Activity: In the data below, find every line that has the string "which", and copy it.

(Collected data entries)
^^^^^^^^
PR #19061, opened 2026-09-09
fix(tcp_transport): clear stale TLS client session (IDFGH-18254)

### LINKED ISSUE #19033: tcp_transport: esp_transport_ssl_session_ticket_operation leaves cfg.client_session dangling after a failed SAVE, causing a use-after-free in the next handshake (IDFGH-18217)
### Environment

- ESP-IDF version: reproduced against v5.5.2; the code is byte-identical on
  `master`, `release/v5.5`, `release/v5.4` and `release/v5.3` at time of writing
- Target: ESP32 (original), no PSRAM
- Component: `tcp_transport` (`esp_transport_ssl_session_ticket_operation`),
  reached through `esp_http_client_config_t.save_client_session`
- Relevant config: `CONFIG_ESP_TLS_CLIENT_SESSION_TICKETS=y`,
  `CONFIG_MBEDTLS_SSL_PROTO_TLS1_3` **not** set (the ESP32 default)

### Summary

`esp_transport_ssl_session_ticket_operation()` can leave
`ssl->cfg.client_session` pointing at freed memory. A later connect passes that
config to `esp_tls_conn_new_sync()`, and `esp_mbedtls_handshake()` dereferences
the freed object.

The trigger is an allocation failure inside `esp_tls_get_client_session()`, so
this fires under memory pressure — the condition where a device is least able to
survive heap corruption, and where the failure is hardest to attribute.

### Root cause

`components/tcp_transport/transport_ssl.c`:

```c
case ESP_TRANSPORT_SESSION_TICKET_SAVE:
    esp_tls_free_client_session(ssl->session_ticket);
    ssl->session_ticket = esp_tls_get_client_session(ssl->tls);
    break;
case ESP_TRANSPORT_SESSION_TICKET_USE:
    if (ssl->session_ticket == NULL) {
        return ESP_ERR_INVALID_STATE;
    }
    ssl->cfg.client_session = ssl->session_ticket;
    break;
```

Two gaps:

1. `SAVE` frees the object that a previous `USE` published into
   `ssl->cfg.client_session`, and reassigns `ssl->session_ticket` without
   touching `cfg`. If the reassignment yields NULL, `cfg` is left dangling.
2. `USE` returns early when `ssl->session_ticket` is NULL **without clearing
   `ssl->cfg.client_session`**, so the stale pointer survives the one operation
   that would otherwise repair it.

Nothing else clears it: `base_close()` touches neither `cfg` nor
`session_ticket`, so closing the connection does not help.

`esp_mbedtls_get_client_session()` in `components/esp-tls/esp_tls_mbedtls.c`
returns NULL on `calloc` failure, and on `mbedtls_ssl_get_session()` failure —
which returns `MBEDTLS_ERR_SSL_ALLOC_FAILED` from `mbedtls_ssl_session_copy()`,
since that deep-copies the peer certificate.

### Sequence (TLS 1.2)

With one `esp_http_client_handle_t` reused across requests and
`save_client_session = true`:

1. **Connect 1.** `USE` is skipped (no ticket yet). `SAVE` stores `S1`.
   `cfg.client_session` is still NULL.
2. **Connect 2.** `USE` sets `cfg.client_session = S1`. Handshake resumes
   normally. `SAVE` then frees `S1` and calls `esp_tls_get_client_session()`
   again — **this call fails under memory pressure and returns NULL**, so
   `ssl->session_ticket = NULL` while `cfg.client_session` still points at the
   freed `S1`.
3. **Connect 3.** `USE` sees `session_ticket == NULL` and returns
   `ESP_ERR_INVALID_STATE` early, leaving `cfg.client_session` untouched.
   `ssl_connect()` passes `&ssl->cfg` to `esp_tls_conn_new_sync()`, and
   `esp_mbedtls_handshake()` runs:

   ```c
   if (cfg->client_session != NULL) {
       ESP_LOGD(TAG, "Reusing the already saved client session context");
       if ((ret = mbedtls_ssl_set_session(&tls->ssl, &(cfg->client_session->saved_session))) != 0 ) {
   ```

   The NULL guard passes, because the pointer is not NULL — it is freed.
   `mbedtls_ssl_set_session()` then deep-copies from freed memory.

Step 2 is the only step that needs an unusual condition, and it is an ordinary
one on a constrained target: the device I found this on runs Bluetooth, WiFi and
TLS on an ESP32 with no PSRAM, where the heap routinely has plenty of free bytes
but no large contiguous block.

### Why TLS 1.3 does not show it

Under TLS 1.3 the save never succeeds in the first place —
`esp_mbedtls_get_client_session()` returns NULL because the ticket has not
arrived yet, which is the separate defect reported in #18919. So
`cfg.client_session` never becomes non-NULL and the dangling pointer cannot
arm. The hazard is specific to TLS 1.2, which is the default on the ESP32 since
`CONFIG_MBEDTLS_SSL_PROTO_TLS1_3` is off there.

### Suggested fix

Clear `cfg.client_session` wherever the object it points at stops being valid:

```c
case ESP_TRANSPORT_SESSION_TICKET_SAVE:
    esp_tls_free_client_session(ssl->session_ticket);
    ssl->cfg.client_session = NULL;          /* the old ticket is gone */
    ssl->session_ticket = esp_tls_get_client_session(ssl->tls);
    break;
case ESP_TRANSPORT_SESSION_TICKET_USE:
    if (ssl->session_ticket == NULL) {
        ssl->cfg.client_session = NULL;      /* nothing to offer */
        return ESP_ERR_INVALID_STATE;
    }
    ssl->cfg.client_session = ssl->session_ticket;
    break;
case ESP_TRANSPORT_SESSION_TICKET_FREE:
    esp_tls_free_client_session(ssl->session_ticket);
    ssl->cfg.client_session = NULL;
    ssl->session_ticket = NULL;
    break;
```

The `FREE` branch has the same gap, though it is currently unreachable from
`esp_http_client`.

### How this was found

Reviewing a change that enabled `save_client_session` on an ESP32 BLE-to-Signal K
gateway. The setting was dropped rather than shipped, so this is a code-reading
result with the failure sequence traced through the sources rather than a captured
crash — I have not built a deliberate allocation-failure harness to observe the
corruption. The dangling assignment itself is plain in the source, and every step
above is cited.

wyf-777:
## Summary

Clear `cfg.client_session` when a saved TLS session is freed or replaced, and when `USE` finds no saved session.

A previous `USE` can publish a session pointer into the connection configuration. If a subsequent `SAVE` frees that session but fails to obtain a replacement, the configuration retains the freed pointer. The next connection can then dereference it during the TLS handshake. Explicit `FREE` has the same stale-pointer problem.

Add a Catch2 regression test that inspects the configuration passed to the next TLS connection after:
- a failed replacement `SAVE`, both with and without a subsequent `USE`;
- an explicit `FREE`.

Enable CMock callbacks for the ESP-TLS mock and propagate the session-ticket definition from that mock component so the mock, transport, and test use the same configuration layout.

Fixes #19033.

## Validation

- Full ESP32 build of `components/tcp_transport/test_apps` with `CONFIG_ESP_TLS_CLIENT_SESSION_TICKETS=y`: passed (710 build steps). No hardware execution was performed.
- Host-test CMake configuration: passed; verified the session-ticket definition is present for the ESP-TLS mock, transport, and new test.
- Generated the actual ESP-TLS mocks with the repository's CMock generator and compiled the new C++ test translation unit against the generated header: passed (MinGW, with a local BSD-header shim). This is a compile-only check, not execution of the Linux test suite.
- Applicable pre-commit checks: passed except the stock error-code registration hook, which reports Windows backslash paths as unregistered against CMake forward-slash paths. Re-running that check with in-memory path normalization passed; its source was not changed by this PR.
- The Linux Catch2/ASan host-test suite was not run: this environment is Windows without a usable Linux runtime. Linux CI validation is still needed.

---

> [!NOTE]
> **Medium Risk**
> Changes TLS session-ticket handling so connection config no longer retains freed session pointers; limited scope but affects handshake configuration on reconnect.
> 
> **Overview**
> Fixes a **stale `client_session` pointer** in the SSL transport when TLS session tickets are saved, used, or freed. After `USE`, `cfg.client_session` could still reference memory that `SAVE` or `FREE` had already released (including when a replacement `SAVE` fails to obtain a new session), so the next connect could pass a dangling pointer into the TLS handshake.
> 
> **`esp_transport_ssl_session_ticket_operation`** now sets `ssl->cfg.client_session` to `NULL` on `SAVE` (before replacing the ticket), on failed `USE` (no saved ticket), and on `FREE`.
> 
> Adds a **Catch2 host test** (`test_ssl_transport.cpp`) that stubs `esp_tls_conn_new_sync` and asserts the `esp_tls_cfg_t` passed on the next connect matches the expected session pointer for normal use, failed replacement save, explicit free, and save-without-use paths. Host-test **CMake** registers the new test and defines `CONFIG_ESP_TLS_CLIENT_SESSION_TICKETS=1` on the mocked `esp-tls` component; the **ESP-TLS CMock** config enables the **callback** plugin for connect stubs.
> 
> <sup>Reviewed by [Cursor Bugbot](https://cursor.com/bugbot) for commit 931a886e780bdcaebbbf3b392aa75b6bfdd4c19a. Bugbot is set up for automated code reviews on this repo. Configure [here](https://www.cursor.com/dashboard/bugbot).</sup>

### DIFF
--- a/components/tcp_transport/host_test/main/CMakeLists.txt
+++ b/components/tcp_transport/host_test/main/CMakeLists.txt
@@ -1,4 +1,4 @@
-idf_component_register(SRCS "test_socks_transport.cpp" "test_websocket_transport.cpp"
+idf_component_register(SRCS "test_socks_transport.cpp" "test_ssl_transport.cpp" "test_websocket_transport.cpp"
                         REQUIRES tcp_transport mocked_transport
                         INCLUDE_DIRS "$ENV{IDF_PATH}/tools"
                         WHOLE_ARCHIVE)
@@ -7,6 +7,9 @@ idf_component_get_property(lwip_component lwip COMPONENT_LIB)
 idf_component_get_property(esp_timer_component esp_timer COMPONENT_LIB)
 idf_component_get_property(tcp_transport_component tcp_transport COMPONENT_LIB)
 target_link_libraries(${tcp_transport_component} PUBLIC ${lwip_component} ${esp_timer_component})
+idf_component_get_property(esp_tls_component esp-tls COMPONENT_LIB)
+# The mocked esp-tls component does not expose the session ticket Kconfig option.
+target_compile_definitions(${esp_tls_component} PUBLIC CONFIG_ESP_TLS_CLIENT_SESSION_TICKETS=1)
 target_compile_options(${COMPONENT_LIB} PUBLIC -fsanitize=address -fconcepts)
 target_link_options(${COMPONENT_LIB} PUBLIC -fsanitize=address)
 
--- a/components/tcp_transport/host_test/main/test_ssl_transport.cpp
+++ b/components/tcp_transport/host_test/main/test_ssl_transport.cpp
@@ -21,17 +21,26 @@ namespace {
 esp_tls_client_session_t saved_session{};
 esp_tls_client_session_t *session_to_save;
 esp_tls_t *fake_tls = reinterpret_cast<esp_tls_t *>(&saved_session);
+bool connect_called;
+bool connect_config_present;
+esp_tls_client_session_t *connected_session;
+esp_tls_t *connected_tls;
 
 int connect_callback(const char *, int, int, const esp_tls_cfg_t *cfg, esp_tls_t *tls, int)
 {
-    REQUIRE(cfg != nullptr);
-    REQUIRE(cfg->client_session == nullptr);
-    REQUIRE(tls == fake_tls);
+    connect_called = true;
+    connect_config_present = cfg != nullptr;
+    connected_session = cfg ? cfg->client_session : nullptr;
+    connected_tls = tls;
     return -1;
 }
 
-void expect_connect_without_client_session(esp_transport_handle_t transport)
+void expect_connect_with_client_session(esp_transport_handle_t transport, esp_tls_client_session_t *expected_session)
 {
+    connect_called = false;
+    connect_config_present = false;
+    connected_session = nullptr;
+    connected_tls = nullptr;
     esp_tls_init_ExpectAndReturn(fake_tls);
     esp_tls_conn_new_sync_Stub(connect_callback);
     esp_tls_get_error_handle_ExpectAnyArgsAndReturn(ESP_FAIL);
@@ -39,6 +48,10 @@ void expect_connect_without_client_session(esp_transport_handle_t transport)
 
     REQUIRE(esp_transport_connect(transport, "localhost", 443, 100) == -1);
     Mockesp_tls_Verify();
+    REQUIRE(connect_called);
+    REQUIRE(connect_config_present);
+    REQUIRE(connected_session == expected_session);
+    REQUIRE(connected_tls == fake_tls);
 }
 
 } // namespace
@@ -54,7 +67,7 @@ extern "C" void esp_tls_free_client_session(esp_tls_client_session_t *)
 {
 }
 
-TEST_CASE("TLS session ticket operations clear the configured client session", "[tcp_transport][tls]")
+TEST_CASE("TLS session ticket operations update the configured client session", "[tcp_transport][tls]")
 {
     Mockesp_tls_Init();
     session_to_save = &saved_session;
@@ -63,6 +76,11 @@ TEST_CASE("TLS session ticket operations clear the configured client session", "
 
     REQUIRE(esp_transport_ssl_session_ticket_operation(transport.get(), ESP_TRANSPORT_SESSION_TICKET_SAVE) == ESP_OK);
     REQUIRE(esp_transport_ssl_session_ticket_operation(transport.get(), ESP_TRANSPORT_SESSION_TICKET_USE) == ESP_OK);
+    esp_tls_client_session_t *expected_session = nullptr;
+
+    SECTION("when the saved session is used") {
+        expected_session = &saved_session;
+    }
 
     SECTION("when saving the replacement session fails") {
         REQUIRE(esp_transport_ssl_session_ticket_operation(transport.get(), ESP_TRANSPORT_SESSION_TICKET_SAVE) == ESP_OK);
@@ -78,5 +96,5 @@ TEST_CASE("TLS session ticket operations clear the configured client session", "
         REQUIRE(esp_transport_ssl_session_ticket_operation(transport.get(), ESP_TRANSPORT_SESSION_TICKET_FREE) == ESP_OK);
     }
 
-    expect_connect_without_client_session(transport.get());
+    expect_connect_with_client_session(transport.get(), expected_session);
 }
--- a/components/tcp_transport/host_test/main/test_ssl_transport.cpp
+++ b/components/tcp_transport/host_test/main/test_ssl_transport.cpp
@@ -1,0 +1,82 @@
+/*
+ * SPDX-FileCopyrightText: 2026 Espressif Systems (Shanghai) CO LTD
+ *
+ * SPDX-License-Identifier: Apache-2.0
+ */
+#include <memory>
+#include <type_traits>
+
+#include <catch2/catch_test_macros.hpp>
+
+extern "C" {
+#include "Mockesp_tls.h"
+#include "esp_transport.h"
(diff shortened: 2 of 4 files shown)


andrewfree:
**Independent Linux host-test validation of `8ab63afdc`**

The in-tree `test_transport_on_host` CI job runs this suite but is currently `allow_failure: true` (IDFCI-2781), so I built and ran it independently for a hard signal:

| Environment | Arch | Toolchain | Result |
|---|---|---|---|
| Ubuntu 24.04 (container) | aarch64 | gcc 13.3, glibc 2.39 | All tests passed (107 assertions in 5 test cases) |
| Ubuntu 24.04.4 (bare metal, kernel 6.8) | x86_64 | gcc 13.3, glibc 2.39 | All tests passed (107/5) |
| Debian 12 (container) | aarch64 | gcc 12.2, glibc 2.36 | All tests passed (107/5) |
| Fedora 41 (container) | aarch64 | gcc 14.3.1, glibc 2.40 | All tests passed (107/5) |

(Fedora needed `-Wno-tautological-compare -Wno-dangling-reference` for gcc-14 `-Werror` diagnostics in the vendored fmt v9 headers — unrelated to this PR.)

**Mutation check.** Reverting only the three `ssl->cfg.client_session = NULL;` lines and rebuilding makes the new test case fail in all four environments: `REQUIRE(cfg->client_session == nullptr)` observes the stale pointer at the next `esp_transport_connect` — the sequence from #19033. Restoring the fix returns the suite to 107/5, so the regression test is genuinely sensitive to the bug it guards. (Side note: 3 of the 6 failed assertions in the mutated run are Catch2 "exception translation disabled" artifacts from `REQUIRE` throwing inside the CMock callback through C frames — `CHECK`, or capturing the pointer and asserting after `esp_transport_connect()` returns, would make the failure output cleaner.)

**Coverage suggestion.** All config assertions in the new test are negative (`client_session == nullptr`). Deleting the USE-branch assignment entirely — which would silently disable session resumption — still passes all three sections. A section doing a successful SAVE → USE and asserting `cfg->client_session == &saved_session` at connect time would pin both directions.

**Behavior question.** SAVE now clears `cfg.client_session` on success too, so callers must USE before every connect. `esp_http_client` does exactly that (and ignores the USE return value, so the SAVE-side clear is the load-bearing line for it). Is esp-mqtt's usage pattern compatible?

Scope: host/mock only — no on-target run, no real TLS 1.2 handshake. The build is ASan-linked with no reports, but the test's `esp_tls_free_client_session` is a no-op over a static session, so this validates pointer hygiene as a proxy for the UAF rather than reproducing it under a sanitizer. The change itself reads correct: `cfg.client_session` is written only in those four places and read only via `&ssl->cfg` at connect, and `esp_transport_esp_tls_destroy` frees the enclosing struct immediately, so I don't see a remaining dangling path. Thanks for the fix!

wyf-777:
Thanks for the independent validation and the coverage suggestions. The follow-up adds a successful SAVE → USE section that checks the saved session pointer at connection time. The callback now only captures its arguments; all Catch2 assertions run after `esp_transport_connect()` returns, including a check that the callback actually ran. The failed SAVE and explicit FREE cases remain covered.

For the esp-mqtt question, I inspected its current master at [`4d36e707320c7029952b7c21f37cb80d7c84115f`](https://github.com/espressif/esp-mqtt/blob/4d36e707320c7029952b7c21f37cb80d7c84115f/mqtt_client.c#L2030). Its standard connection code initializes the SSL transport and calls `esp_transport_connect()`, but does not call the session-ticket SAVE/USE API. I therefore found no affected session-resumption path in that code. This is a source-level check of that revision, not a claim about custom transports or all versions. The esp_http_client path calls USE before reconnecting with a saved ticket, as noted in your analysis.

Validation of this follow-up: applicable pre-commit checks and compilation of the updated test translation unit against the actual CMock-generated ESP-TLS header passed. The production fix is unchanged. I still cannot execute the Linux Catch2/ASan suite in this Windows environment, so your four-environment runtime results apply to the previous commit, not this updated test. No on-target or real TLS handshake validation is claimed.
^^^^^^^^
Solved problem:
which returns `MBEDTLS_ERR_SSL_ALLOC_FAILED` from `mbedtls_ssl_session_copy()`,
arrived yet, which is the separate defect reported in #18919. So
arm. The hazard is specific to TLS 1.2, which is the default on the ESP32 since
- Applicable pre-commit checks: passed except the stock error-code registration hook, which reports Windows backslash paths as unregistered against CMake forward-slash paths. Re-running that check with in-memory path normalization passed; its source was not changed by this PR.
**Coverage suggestion.** All config assertions in the new test are negative (`client_session == nullptr`). Deleting the USE-branch assignment entirely — which would silently disable session resumption — still passes all three sections. A section doing a successful SAVE → USE and asserting `cfg->client_session == &saved_session` at connect time would pin both directions.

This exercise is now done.